#### Prompt:
For the word "really", determine how many lines of the entries below contain it, and give only that number.

::::

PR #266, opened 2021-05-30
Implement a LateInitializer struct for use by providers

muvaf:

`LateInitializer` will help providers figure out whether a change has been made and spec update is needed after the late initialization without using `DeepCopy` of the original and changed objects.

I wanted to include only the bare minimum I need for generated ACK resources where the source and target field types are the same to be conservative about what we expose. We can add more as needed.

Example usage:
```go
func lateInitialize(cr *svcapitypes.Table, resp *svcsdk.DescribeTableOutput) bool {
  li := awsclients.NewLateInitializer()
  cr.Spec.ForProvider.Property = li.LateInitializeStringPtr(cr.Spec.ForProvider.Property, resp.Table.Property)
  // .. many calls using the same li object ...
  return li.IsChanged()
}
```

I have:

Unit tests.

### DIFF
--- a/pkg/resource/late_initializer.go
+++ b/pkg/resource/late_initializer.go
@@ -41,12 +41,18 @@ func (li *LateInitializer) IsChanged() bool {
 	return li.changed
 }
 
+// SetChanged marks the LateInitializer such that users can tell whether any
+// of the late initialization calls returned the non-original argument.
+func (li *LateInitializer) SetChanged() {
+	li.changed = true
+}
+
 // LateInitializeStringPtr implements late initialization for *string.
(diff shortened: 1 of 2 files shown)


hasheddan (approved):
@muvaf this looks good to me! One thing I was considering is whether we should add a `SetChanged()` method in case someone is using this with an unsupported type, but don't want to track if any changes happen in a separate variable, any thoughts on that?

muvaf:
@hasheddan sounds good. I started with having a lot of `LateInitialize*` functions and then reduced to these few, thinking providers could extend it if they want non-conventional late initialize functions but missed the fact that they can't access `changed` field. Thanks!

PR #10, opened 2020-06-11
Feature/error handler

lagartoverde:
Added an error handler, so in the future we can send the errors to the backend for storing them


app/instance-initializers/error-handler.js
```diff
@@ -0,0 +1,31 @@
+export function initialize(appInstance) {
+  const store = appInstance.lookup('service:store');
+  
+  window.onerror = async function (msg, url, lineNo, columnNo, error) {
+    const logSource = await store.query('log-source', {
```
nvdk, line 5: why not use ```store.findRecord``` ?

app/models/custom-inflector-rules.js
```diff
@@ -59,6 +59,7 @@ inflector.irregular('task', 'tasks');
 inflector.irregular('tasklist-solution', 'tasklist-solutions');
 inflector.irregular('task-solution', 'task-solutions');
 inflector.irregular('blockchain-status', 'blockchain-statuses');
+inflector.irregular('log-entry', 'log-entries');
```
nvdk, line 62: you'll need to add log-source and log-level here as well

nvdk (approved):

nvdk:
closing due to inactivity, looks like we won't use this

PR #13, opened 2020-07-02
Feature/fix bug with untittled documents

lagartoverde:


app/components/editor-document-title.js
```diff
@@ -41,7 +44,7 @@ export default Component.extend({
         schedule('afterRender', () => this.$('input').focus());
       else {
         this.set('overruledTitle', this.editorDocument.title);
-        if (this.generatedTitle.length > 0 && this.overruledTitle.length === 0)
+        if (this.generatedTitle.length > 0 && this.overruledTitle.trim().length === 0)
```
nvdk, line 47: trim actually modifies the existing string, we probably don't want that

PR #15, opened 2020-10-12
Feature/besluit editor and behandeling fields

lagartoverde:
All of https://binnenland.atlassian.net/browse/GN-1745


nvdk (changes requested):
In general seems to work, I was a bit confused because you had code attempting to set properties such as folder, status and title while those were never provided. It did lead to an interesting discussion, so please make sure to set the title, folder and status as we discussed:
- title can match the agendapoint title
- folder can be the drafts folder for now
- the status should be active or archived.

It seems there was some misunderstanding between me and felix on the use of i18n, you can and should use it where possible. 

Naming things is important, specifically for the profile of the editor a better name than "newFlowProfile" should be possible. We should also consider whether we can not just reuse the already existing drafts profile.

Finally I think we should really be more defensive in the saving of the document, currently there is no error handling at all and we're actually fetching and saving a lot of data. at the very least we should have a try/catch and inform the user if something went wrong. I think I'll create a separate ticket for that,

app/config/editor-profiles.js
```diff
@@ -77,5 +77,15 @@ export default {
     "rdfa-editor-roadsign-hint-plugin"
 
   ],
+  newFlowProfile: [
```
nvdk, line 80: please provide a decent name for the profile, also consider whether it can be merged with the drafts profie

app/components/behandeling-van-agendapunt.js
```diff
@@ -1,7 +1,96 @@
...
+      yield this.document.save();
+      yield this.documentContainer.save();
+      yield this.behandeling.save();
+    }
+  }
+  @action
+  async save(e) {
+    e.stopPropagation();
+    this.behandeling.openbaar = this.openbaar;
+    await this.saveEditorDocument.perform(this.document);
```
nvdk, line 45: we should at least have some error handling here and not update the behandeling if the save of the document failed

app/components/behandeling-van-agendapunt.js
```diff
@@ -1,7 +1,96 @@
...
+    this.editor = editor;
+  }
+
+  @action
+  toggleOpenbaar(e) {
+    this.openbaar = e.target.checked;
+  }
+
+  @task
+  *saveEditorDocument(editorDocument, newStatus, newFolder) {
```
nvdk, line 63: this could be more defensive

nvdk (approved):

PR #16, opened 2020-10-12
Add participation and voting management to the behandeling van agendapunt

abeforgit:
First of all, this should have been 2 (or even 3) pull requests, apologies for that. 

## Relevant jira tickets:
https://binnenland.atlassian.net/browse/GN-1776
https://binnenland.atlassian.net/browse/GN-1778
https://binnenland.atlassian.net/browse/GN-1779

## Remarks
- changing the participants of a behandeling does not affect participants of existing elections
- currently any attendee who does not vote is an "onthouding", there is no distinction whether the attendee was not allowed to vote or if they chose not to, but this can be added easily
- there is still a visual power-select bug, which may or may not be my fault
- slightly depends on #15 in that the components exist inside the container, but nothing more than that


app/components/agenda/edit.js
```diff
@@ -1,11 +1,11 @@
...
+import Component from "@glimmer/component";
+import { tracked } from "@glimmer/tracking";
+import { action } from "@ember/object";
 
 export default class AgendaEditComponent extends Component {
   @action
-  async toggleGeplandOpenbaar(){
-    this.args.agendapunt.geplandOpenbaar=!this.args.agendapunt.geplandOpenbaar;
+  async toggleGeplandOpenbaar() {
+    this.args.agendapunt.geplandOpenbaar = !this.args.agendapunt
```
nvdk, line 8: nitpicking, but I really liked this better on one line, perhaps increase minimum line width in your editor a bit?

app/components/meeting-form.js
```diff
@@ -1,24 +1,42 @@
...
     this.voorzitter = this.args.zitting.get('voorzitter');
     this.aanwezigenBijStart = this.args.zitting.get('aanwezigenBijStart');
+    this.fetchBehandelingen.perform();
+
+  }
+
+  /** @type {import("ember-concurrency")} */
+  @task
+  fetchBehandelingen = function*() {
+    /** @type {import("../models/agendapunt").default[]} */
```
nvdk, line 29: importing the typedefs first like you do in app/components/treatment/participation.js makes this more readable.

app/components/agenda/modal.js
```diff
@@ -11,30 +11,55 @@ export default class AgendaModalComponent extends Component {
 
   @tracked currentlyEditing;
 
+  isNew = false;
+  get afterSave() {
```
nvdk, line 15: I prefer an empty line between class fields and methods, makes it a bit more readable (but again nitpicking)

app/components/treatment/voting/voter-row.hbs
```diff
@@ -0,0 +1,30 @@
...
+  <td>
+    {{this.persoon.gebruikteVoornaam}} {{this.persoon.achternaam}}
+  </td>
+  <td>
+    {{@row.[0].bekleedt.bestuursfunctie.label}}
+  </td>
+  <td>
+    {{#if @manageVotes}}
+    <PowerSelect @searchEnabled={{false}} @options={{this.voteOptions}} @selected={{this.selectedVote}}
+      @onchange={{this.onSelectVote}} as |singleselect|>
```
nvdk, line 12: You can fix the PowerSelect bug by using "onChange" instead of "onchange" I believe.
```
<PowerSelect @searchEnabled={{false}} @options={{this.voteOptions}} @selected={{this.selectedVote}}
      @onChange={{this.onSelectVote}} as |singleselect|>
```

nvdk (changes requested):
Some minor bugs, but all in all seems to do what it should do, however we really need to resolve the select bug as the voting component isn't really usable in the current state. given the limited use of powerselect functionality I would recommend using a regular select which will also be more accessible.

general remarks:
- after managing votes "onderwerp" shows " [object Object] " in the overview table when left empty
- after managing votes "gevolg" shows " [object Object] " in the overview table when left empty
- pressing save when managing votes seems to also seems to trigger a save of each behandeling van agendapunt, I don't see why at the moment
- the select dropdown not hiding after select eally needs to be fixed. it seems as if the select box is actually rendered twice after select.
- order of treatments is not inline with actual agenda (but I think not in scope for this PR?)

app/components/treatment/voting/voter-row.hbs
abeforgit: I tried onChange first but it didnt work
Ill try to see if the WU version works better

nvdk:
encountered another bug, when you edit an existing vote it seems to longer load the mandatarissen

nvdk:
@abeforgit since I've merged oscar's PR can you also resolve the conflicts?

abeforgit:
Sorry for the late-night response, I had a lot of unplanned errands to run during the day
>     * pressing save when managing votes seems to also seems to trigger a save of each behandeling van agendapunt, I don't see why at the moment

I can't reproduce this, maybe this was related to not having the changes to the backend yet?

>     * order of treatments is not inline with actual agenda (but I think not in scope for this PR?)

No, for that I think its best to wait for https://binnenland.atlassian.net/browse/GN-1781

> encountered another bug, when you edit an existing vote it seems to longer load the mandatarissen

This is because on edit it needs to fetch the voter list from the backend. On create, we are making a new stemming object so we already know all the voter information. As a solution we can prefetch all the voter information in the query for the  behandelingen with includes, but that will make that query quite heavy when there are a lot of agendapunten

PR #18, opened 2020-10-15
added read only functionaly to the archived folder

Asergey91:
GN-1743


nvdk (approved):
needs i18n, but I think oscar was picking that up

::::

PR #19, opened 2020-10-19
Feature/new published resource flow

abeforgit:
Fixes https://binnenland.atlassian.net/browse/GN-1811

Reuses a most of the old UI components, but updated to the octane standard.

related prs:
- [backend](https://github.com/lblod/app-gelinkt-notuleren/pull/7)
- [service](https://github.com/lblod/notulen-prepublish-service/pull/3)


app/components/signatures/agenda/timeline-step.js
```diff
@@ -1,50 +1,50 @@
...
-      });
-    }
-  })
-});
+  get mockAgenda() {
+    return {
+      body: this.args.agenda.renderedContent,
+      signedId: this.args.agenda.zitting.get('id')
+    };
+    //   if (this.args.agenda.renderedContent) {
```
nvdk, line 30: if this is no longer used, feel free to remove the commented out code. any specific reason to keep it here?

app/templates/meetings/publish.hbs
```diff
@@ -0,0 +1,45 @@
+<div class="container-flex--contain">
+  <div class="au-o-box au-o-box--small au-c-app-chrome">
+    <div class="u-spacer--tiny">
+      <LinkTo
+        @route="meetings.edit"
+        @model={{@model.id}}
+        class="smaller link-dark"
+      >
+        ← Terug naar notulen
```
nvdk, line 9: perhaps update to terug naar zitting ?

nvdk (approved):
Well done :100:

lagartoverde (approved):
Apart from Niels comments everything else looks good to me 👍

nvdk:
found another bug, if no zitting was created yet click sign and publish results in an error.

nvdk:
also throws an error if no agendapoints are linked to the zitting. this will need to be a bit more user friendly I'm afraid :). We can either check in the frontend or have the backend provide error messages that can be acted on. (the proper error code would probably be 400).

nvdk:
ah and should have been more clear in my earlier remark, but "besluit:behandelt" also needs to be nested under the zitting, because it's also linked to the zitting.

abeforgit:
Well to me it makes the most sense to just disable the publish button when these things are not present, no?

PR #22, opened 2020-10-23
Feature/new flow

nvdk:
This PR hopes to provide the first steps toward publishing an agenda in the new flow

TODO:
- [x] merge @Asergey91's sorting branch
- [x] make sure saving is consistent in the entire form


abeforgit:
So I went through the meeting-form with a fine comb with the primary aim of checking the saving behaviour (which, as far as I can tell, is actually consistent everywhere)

::::

#### Response for this exercise:
3